江以桃整宿想着那些天马行空的琐事,日光大盛时才悠悠转醒,这一夜算起来拢共也只歇了不足两个时辰。

“织……”江以桃坐于床边,轻揉着朦胧的睡眼,下意识竟想喊出织翠的名来,却又在瞬间恍然想起近日发生的一切。

江以桃便坐在那儿,呆呆地盯着自己的鞋尖看,眸子却是酸涩得流不出泪来了。

昨日怕是哭得狠了,江以桃浅浅叹了口气,加之睡得并不安慰,自己眼睛定是要肿得像个核桃了。

若是以前,织翠定会拿那剥好的水煮蛋为自己消肿,可如今……

江以桃轻轻拍了拍双颊,心下为自己鼓了鼓劲,转头去看窗外。今日陆朝却未在院子里舞剑了,许是时候晚了,已回了屋子里去了。

江以桃下了床,起身往门外走去。

甫一推开门,迎面便吹来了一阵寒风,冷得江以桃眯了眯眼。

“阿言,你醒啦?”

江以桃眨眨眼望去,原来许岚正坐在那石凳上,微笑着朝江以桃扬了扬手臂,自个方才竟是未瞧见。

陆朝也在一旁,拿着篦子为一匹枣红的小马梳理鬓毛,看见江以桃,倒像个没事人般朝她露出个与往常别无二致的笑来。

江以桃却还记着昨日的事儿,思虑半晌也只是抿抿唇,假装没有瞧见他,走到了许岚身边坐下。

许岚从一旁拿了竹篮子来放在了江以桃腿上,看着像是昨日那一个,铺着一样的碎花小布。

江以桃掀开碎花小布,果然还是一篮子糕点。

“不知阿言喜欢吃些什么,便叫人随便买了些……有些凉了吧?本是要去唤你起床的,可阿朝说你昨夜哭了许久,连晚膳都未出来吃,便想着让你多休息一会儿。”许岚也凑过去看着糕点,笑得双眼弯弯。

江以桃回身瞥了瞥陆朝,却不知该说些什么,只好又转了回来,捻起一块绿豆糕放进了嘴里。

许岚笑问道:“可还温热着?可有昨日那般好吃?我叫人换了间店买的,不知这次的口味如何。”

“很好吃,谢谢许姑娘。”江以桃点了点头,却是将那碎花小布盖了回去。

“阿言这便吃饱了么?”许岚难以置信,心想着富贵人家的小姐都是这般小胃口?她平时喂的那山间小麻雀,都比这吃的要多。
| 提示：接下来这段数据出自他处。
PR #518, opened 2016-06-16
Minor improvements

php-coder:
A set of minor improvements:
- `VolumeList.Set()`: raise error for an empty string
- `fs.Copy()`: fix possible fd leak and explicitly ignore err
- `docker.GetScriptsURL()`: unify error messages and show image id
- improves error messages in some tests
- replaces sti by s2i in some places
- fixes a couple of typos
- improves godoc

PTAL @bparees

### DIFF
--- a/pkg/api/types.go
+++ b/pkg/api/types.go
@@ -130,7 +130,7 @@ type Config struct {
 	// CallbackURL is a URL which is called upon successful build to inform about that fact.
 	CallbackURL string
 
-	// ScriptsURL is a URL describing the localization of STI scripts used during build process.
+	// ScriptsURL is a URL describing the localization of S2I scripts used during build process.
 	ScriptsURL string
 
 	// Destination specifies a location where the untar operation will place its artifacts.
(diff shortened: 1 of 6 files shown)


pkg/api/types.go
```diff
@@ -410,10 +410,11 @@ func IsInvalidFilename(name string) bool {
 // When the destination is not specified, the source get copied into current
 // working directory in container.
 func (l *VolumeList) Set(value string) error {
+	if len(value) == 0 {
+		return fmt.Errorf("invalid format, must be source:destination")
+	}
 	mount := strings.Split(value, ":")
 	switch len(mount) {
-	case 0:
-		return fmt.Errorf("invalid format, must be source:destination")
```
php-coder: It turns out that `strings.Split("", ":")` returns slice with single element (instead of empty slice).

pkg/docker/docker.go
```diff
@@ -463,20 +463,21 @@ func getScriptsURL(image *docker.Image) string {
 	if len(scriptsURL) == 0 {
 		scriptsURL = getLabel(image, "io.s2i.scripts-url")
 		if len(scriptsURL) > 0 {
-			glog.V(0).Infof("warning: The 'io.s2i.scripts-url' label is deprecated. Use %q instead.", ScriptsURLLabel)
+			glog.V(0).Infof("warning: Image %s uses deprecated label 'io.s2i.scripts-url', please migrate it to %s instead!",
+				image.ID, ScriptsURLLabel)
```
php-coder: Here we also include `image.ID` into the message. Unfortunately it will be SHA1 sum of the image, because on that level we don't have a human readable name, but only object with image data.

BTW it will be especially useful when we'll have not only builder image but also a runtime image.

bparees:
squash and lgtm
[test]

php-coder:
Squashed.

bparees:
[merge]

bparees:
@php-coder please look into this flake when you have a chance:
--- FAIL: TestLayeredBuildNoTar (0.86s)
	integration_test.go:316: An error occurred during the build: non-zero (13) exit code from 

[merge]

江以桃抿了抿唇,“多谢许姑娘这般挂念着不言,可不言实在是没有胃口,恐是要辜负许姑娘的这一番好意了。”

许岚善解人意地勾勾唇角,“我知道,阿言定是在担心那个叫织翠的小姑娘,是么?”

江以桃看着许岚温和的双眸,点了点头。

“我昨日已去看过她了,身上几处伤痕都已好好包扎,倒是那说要给阿言的衣裳我先给那位姑娘送去了。”许岚说到这儿便停顿了,叹了口气才接下去说道,“那姑娘身体上已是没有什么大碍了,可看起来很是惧怕我,一句话也不愿与我说。”

江以桃眼睛酸涩,只好垂下脸去,悄悄将眼泪落在了篮子上盖着的碎花小布上。

好半晌,江以桃才重新抬起头来,有些惴惴不安地细声询问道:“我……我可否能去看望她?若是不能见她一眼,我总难以安心下来。”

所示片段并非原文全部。